Wenn ich über cosmos starte werden die addondaten von blasc aus dem ordner gelöscht.
Wenn ich über WoW starte muß ich veraltete addons aktivieren, sonst geht es auch nicht. 
Warum ist das so und wie kann ich das ändern ?


----------



## Zubr (25. April 2005)

mach in dem Ordner AddOns einen neuen Ordner namens BLASCProfiler.nopatch , dan wird Cosmos das Ordner BLASCProfiler nicht mehr verändern und du kannst Cosmos weiter updaten.


----------



## Ludoc (25. April 2005)

stimmt, nun leert cosmos den ordner nicht mehr, aber er hat blasc auch nicht gestartet, es steht in der addonliste  nun nicht mehr drin


----------



## Regnor (26. April 2005)

wir kennen dieses problem, das cosmos den blasc addon ordner löscht.
aus diesem Grund überprüft BLASC beim start ob es den richtigen BLASC Ordner samt Dateien gibt. Wenn nicht legt BLASC diesen Ordner neu an und erzeugt die entsprechenden Dateien auch neu. 
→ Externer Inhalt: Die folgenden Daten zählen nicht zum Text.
PR #9693, opened 2024-11-06
fix ldap sort column usage from RC config

drlight17:
This will fix ldap sort column usage from config in actual RC 1.6.9


program/lib/Roundcube/rcube_ldap.php
```diff
@@ -561,7 +561,7 @@ public function set_pagesize($size)
     public function set_sort_order($sort_col = null, $sort_order = null)
     {
         if (!empty($this->coltypes[$sort_col]['attributes'])) {
-            $this->sort_col = $this->coltypes[$sort_col]['attributes'][0];
+            $this->sort_col = $this->prop['sort'];
```
alecpl, line 564: With this change the `if` condition does not page sense anymore. Anyway, it does not look right to me, but I didn't investigate closer.

PR #192, opened 2020-09-23
Default Boolean Value

mdelez:
closes https://dasch.myjetbrains.com/youtrack/issue/DSP-653

uses dsp-js rc.11 and dsp-api rc.15


tobiasschweizer:
Could the `FormControl` be initialised with `false`?

tobiasschweizer:
I think it doesn't matter since it will be overwritten by `resetFormControl`.

tobiasschweizer (approved):
Ok, makes sense :-)

PR #196, opened 2020-09-24
DSP-689 Resource viewer fix style in properties toolbar

kilchenmann:
resolves [DSP-689](https://dasch.myjetbrains.com/youtrack/issue/DSP-689)


kilchenmann:
Maybe this PR is already outdated. Not sure where the problem is. It works already well in the dsp-ui playground, but we had a styling issue in dsp-app. I think I have to check this PR again....

@mdelez Wait with the review!

kilchenmann:
I don't know why we have the styling issue only in the app. I suggest to use the defined solution in this PR.
@mdelez Can you review it?

mdelez:
> I don't know why we have the styling issue only in the app. I suggest to use the defined solution in this PR.
> @mdelez Can you review it?

Something seems to be triggering the responsive css for a screen with a min-width of 768px. I'll look into it :)

Screen Shot 2020-09-25 at 16 36 05

kilchenmann:
> > I don't know why we have the styling issue only in the app. I suggest to use the defined solution in this PR.
> > @mdelez Can you review it?
> 
> Something seems to be triggering the responsive css for a screen with a min-width of 768px. I'll look into it :)
> 
> Screen Shot 2020-09-25 at 16 36 05

damn! you're right. Thank you. I will fix it in the app and close this PR without merging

Bisher werden dazu die Dateien aus dem BLASC/tmp Ordner verwendet. Mit der neuen Autoupdatefunktion (die sich zur Zeit intern in der Testphase befindet) solltet ihr dann immer die richtigen und aktuellesten Dateien haben (ohne bei jedem Update BLASC neu installieren zu müssen).


----------